Exploratory analysis or EDA is an approach and philosophy in data analysis. It employs a variety of graphical techniques to perform the following tasks:

• Maximizing insight into a data set
• Determining the optimal data settings
• Testing of underlying assumptions
• Extracting essential variables
• Developing parsimonious models
• Uncovering the underlying structure
• Detecting outliers and anomalies

Statistics Assignment Helper offers exploratory data analysis help that caters to all areas of this subject.

Exploratory data analysis focusses on how data analysis should be carried out. Although the terms EDA and statistical graphics can be used interchangeably, but they are not identical. Statistical graphics can be defined as a collection of graphically based techniques that focusses on one data characterization aspect. On the other hand, exploratory data analysis encompasses a larger value.  It is an approach to data analysis.

EDA postpones the usual assumptions about the kind of model the data follows with a more direct approach. This allows the data itself to reveal its underlying model and structure. Exploratory data analysis is a philosophy that describes how we dissect a data set, what we should look out for, and how we should interpret the results. It uses a collection of techniques called statistical graphics. However, DA is not identical to statistical graphics per se.

The techniques used in EDA

Most of the techniques in exploratory data analysis are graphical in nature. There are also a few quantitative techniques. EDA greatly relies on graphics because, by its very nature, it is meant to explore open-mindedly. Graphics give EDA unparalleled power to do so. It strives to reveal the structural secrets of data and offers some new unsuspected insight.

The specific graphical techniques employed in exploratory data analysis include:

• Raw data plotting such as histograms, data traces, lag plots, probability plots, Youden plots and block plots
• The plotting of simple statistics such as standard deviation plots, mean plots, box plots, and the main effects plots of the raw data
• Positioning the ploys mentioned above to maximize our natural pattern-recognition abilities like using multiple plots per page.

EDA underlying assumptions

• Underlying assumptions in the measurement process

The measurement processes typically have four assumptions. They are all on the basis that the data from the process should behave like:

• Random drawings
• The random drawings should be from a fixed distribution
• The distribution should have a fixed location
• And the distribution should have a fixed variation

The third item in the list above differs for different problem types. The simplest type of problem is of a single variable (univariate). The general model for a univariate problem: Response = random component + deterministic component becomes: response = constant + error.
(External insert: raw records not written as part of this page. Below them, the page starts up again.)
PR #4802, opened 2024-08-09
draft: feat: support fs.inotify.max_user_instances as custom os config

djsly:
**What type of PR is this?**

Fixes #

**Requirements**:

- [ ] includes documentation
- [ ] adds unit tests

**Release note**:

```
none
```

### DIFF
--- a/pkg/proto/nbcontract/v1/customlinuxosconfig.proto
+++ b/pkg/proto/nbcontract/v1/customlinuxosconfig.proto
@@ -46,14 +46,15 @@ message SysctlConfig {
   optional int32 NetIpv4NeighDefaultGcThresh3 = 18;
   optional int32 NetNetfilterNfConntrackMax = 19;
   optional int32 NetNetfilterNfConntrackBuckets = 20;
-  optional int32 FsInotifyMaxUserWatches = 21;
-  optional int32 FsFileMax = 22;
-  optional int32 FsAioMaxNr = 23;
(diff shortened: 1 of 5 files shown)


pkg/proto/nbcontract/v1/customlinuxosconfig.proto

• Assumptions for the univariate model

A fixed location is the unknown constant for this case. The process at hand is imagined to be operating under constant conditions that produce a single column of data with the properties mentioned below:

• The random component exhibits a fixed distribution
• The data is uncorrelated with each other
• The deterministic component is only made up of a constant
• The random component has a fixed variation

The univariate model can easily be extended to a more general case where the deterministic component is both a constant and a function of many variables. The engineering objective of this is to characterize and model the function. You should note that it doesn’t matter how many factors there are or how complicated the function is. As long as you choose a good model, the differences between the raw response data and the predicted values from the fitted model should themselves behave like a univariate process. Also, the differences (residuals) from the univariate fit will behave like:

• Random drawings
• The random drawings are from a fixed distribution
• With a fixed location
• With a fixed variation

The testing of underlying assumptions becomes a tool for the validation of the chosen model if the residuals from the fitted model do behave ideally. On the other hand, the chosen model is inadequate if the differences from the chosen fitted model violate one or more of the univariate assumptions mentioned above.

Importance of the assumptions

• Predictability and statistical control

This is an all-important goal in statistics and engineering. We would have achieved the probabilistic predictability if the four underlying assumptions hold.

• Validity of conclusions

The process is considered amenable to the generation of valid scientific conclusions if the four assumptions are valid.